On the next day some of the warriors hunted stags, and others lay in rushes by a neighboring lake and shot arrows at water–fowl. One stag was killed, and some geese, and several teal.
Here the adventurers stayed, breathing the pure wild air that cities know not; by day they hunted, and lit fires by night, and sang and feasted, and forgot Carcassonne. The terrible denizens of the gloom never molested them, venison was plentiful, and all manner of water–fowl: they loved the chase by day, and by night their favourite songs. Thus day after day went by, thus week after week. Time flung over this encampment a handful of noons, the gold and silver moons that waste the year away; Autumn and Winter passed, and Spring appeared; and still the warriors hunted and feasted there.
One night of the springtide they were feasting about a fire and telling tales of the chase, and the soft moths came out of the dark and flaunted their colours in the firelight, and went out grey into the dark again; and the night wind was cool upon the warriors’ necks, and the camp–fire was warm in their faces, and a silence had settled among them after some song, and Arleon all at once rose suddenly up, remembering Carcassonne. And his hand swept over the strings of his harp, awaking the deeper chords, like the sound of a nimble people dancing their steps on bronze, and the music rolled away into the night’s own silence, and the voice of Arleon rose:
“When there is blood in the bath she knows there is war in the mountains, and longs for the battle–shout of kingly men.”

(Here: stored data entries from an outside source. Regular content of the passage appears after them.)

PR #1068, opened 2024-04-03
1056 password reset

### LINKED ISSUE #1056: Auth: 3.x Password reset
When users forget their passwords, we need power-users to be able to reset their password.

Currently in VAL, when the power-user is looking at a User page, they are presented with a "RESET PASSWORD" button. When this is clicked the password field for that user is cleared.

Then, when the user logs in (using username in name AND password fields), they are directed to a "Change Password" page - and forced to update their password.

But, now we are using Soul auth, we are hindered because Soul requires the current password to be provided when setting a new password.   The RCO client doesn't have the existing password at the time of "Change Password", so we can't support that flow.

Instead, we are going to provide a "force change password" end-point, just for RCO.  When this is called, the backend will verify this is a power-user, and verify it's not the password for the current user that is being modified.  If valid, then the new password is assigned for that user.  A "login-cutoff-time" is then assigned, 60 minutes into the future.   So, a power-user can set the password for a user, then write it on a piece of paper.  That user then has 60 minutes to login using that password, at which point they will be forced to change their password (which also clears the 60 minute timer), 

Hmm, for this `60 minute` timer I guess we could add a `updateBefore` field.  When a power-user has force-changed a password, this is set 60 minutes into the future.  When there is a value in this field for a user, we display a prominent "Password update pending" field in the UI (somewhere).  Whenever a user changes their password, the `updateBefore` field is cleared.

At login, we check both `departedDate` and `updateBefore` fields when we process login details.

TahaKhanAbdalli:
fixes #1056


_devExtensions/editPassword-controller.js
```diff
@@ -0,0 +1,69 @@
...
+        }
+        return value
+      })
+      .join(', ')
+
+    let values = `(${fieldsString}) VALUES (${valuesString})`
+    if (valuesString === '') {
+      values = 'DEFAULT VALUES'
+    }
+
```
IanMayo, line 54: I'm pretty sure we can modify the above code to use a const for values, something like:
```
   const values = valuesString === '' ?  'DEFAULT VALUES' : [longer-string-definition] 
```

_devExtensions/updateBefore-controller.js
```diff
@@ -0,0 +1,46 @@
...
+
+const getUserById = (db, userId) => {
+  const query = `
+    SELECT createdAt, createdBy, departedDate, id, is_superuser, lastUpdatedAt, lockoutAttempts, name, role, updateBefore, username
+    FROM _users
+    WHERE id = ?;
+  `
+  return db.prepare(query).get(userId)
+}
+
```
IanMayo, line 13: @TahaKhanAbdalli - the following string clears the `updateBefore` field. Should it be called `clearUserUpdateBefore`?

_devExtensions/editPassword-controller.js
IanMayo: Hold on.... We don't use the value of the field `values`

_devExtensions/updateBefore-controller.js
TahaKhanAbdalli: Sure

package.json
```diff
@@ -15,7 +15,7 @@
     "build": "tsc && vite build",
     "preview": "vite preview",
     "check-dist": "if [ ! -d dist ]; then echo '\\e[31mError: The \"dist\" folder does not exist. Please run \"yarn build\" first.\\e[0m'; exit 1; else echo 'Dist folder exists'; fi",
-    "serve:dev": "soul -d ./db/RCO2.sqlite -e $(realpath ./_devExtensions)",
+    "serve:dev": "node ./backend.js",
     "serve:large": "if [ ! -d dist ]; then echo '\\e[31mError: The \"dist\" folder does not exist. Please run \"yarn build\" first.\\e[0m'; else soul -d ./db/RCO2-large.sqlite -e $(realpath ./_extensions); fi",
```
IanMayo, line 19: hello @TahaKhanAbdalli - I don't remember why we introduced `backend.js` - could you explain it to me please?  I see that we just use it for `serve:dev`.

package.json
```diff
@@ -53,7 +53,7 @@
     "react-dom": "^18.2.0",
     "react-idle-timer": "^5.7.2",
     "react-router-dom": "^6.9.0",
-    "soul-cli": "^0.6.1",
+    "soul-cli": "0.7.3",
```
IanMayo, line 56: is it worth including the up-arrow, so we get soul updates automatically?

src/ChangePassword.tsx
```diff
@@ -63,25 +65,25 @@ const ChangePassword = ({
...
-  }
+  //   if (
+  //     lastUpdatedAt !== null &&
+  //     lastUpdatedAt !== '' &&
+  //     !isDateNotInPastDays(lastUpdatedAt, 1)
+  //   )
+  //     throw new Error(
+  //       'Password update not allowed. Please wait at least one day before updating your password again.'
+  //     )
+  // }
```
IanMayo, line 86: Do we still have the minimum password age testing?  Does it now happen somewhere else?

IanMayo:
Note: I've just watched the network calls.  The slug of data contains a `hashed_password` attribute, but it is carrying the raw password (not hashed).
Should it be hashed?

package.json
TahaKhanAbdalli: Okay, I will add this.

src/ChangePassword.tsx
TahaKhanAbdalli: We do not need this password age testing functionality. That's why I commented this. But I will remove this as well.

TahaKhanAbdalli:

And suddenly all shouted, “Carcassonne!” And at that word their idleness was gone as a dream is gone from a dreamer waked with a shout. And soon the great march began that faltered no more nor wavered. Unchecked by battles, undaunted in lonesome spaces, ever unwearied by the vulturous years, the warriors of Camorak held on; and Arleon’s inspiration led them still. They cleft with the music of Arleon’s harp the gloom of ancient silences; they went singing into battles with terrible wild men, and came out singing, but with fewer voices; they came to villages in valleys full of the music of bells, or saw the lights at dusk of cottages sheltering others.
They became a proverb for wandering, and a legend arose of strange, disconsolate men. Folks spoke of them at nightfall when the fire was warm and rain slipped down the eaves; and when the wind was high small children feared the Men Who Would Not Rest were going clattering past. Strange tales were told of men in old grey armour moving at twilight along the tops of the hills and never asking shelter; and mothers told their boys who grew impatient of home that the grey wanderers were once so impatient and were now hopeless of rest, and were driven along with the rain whenever the wind was angry.
But the wanderers were cheered in their wandering by the hope of coming to Carcassonne, and later on by anger against Fate, and at last they marched on still because it seemed better to march on than to think.
For many years they had wandered and had fought with many tribes; often they gathered legends in villages and listened to idle singers singing songs; and all the rumours of Carcassonne still came from the South.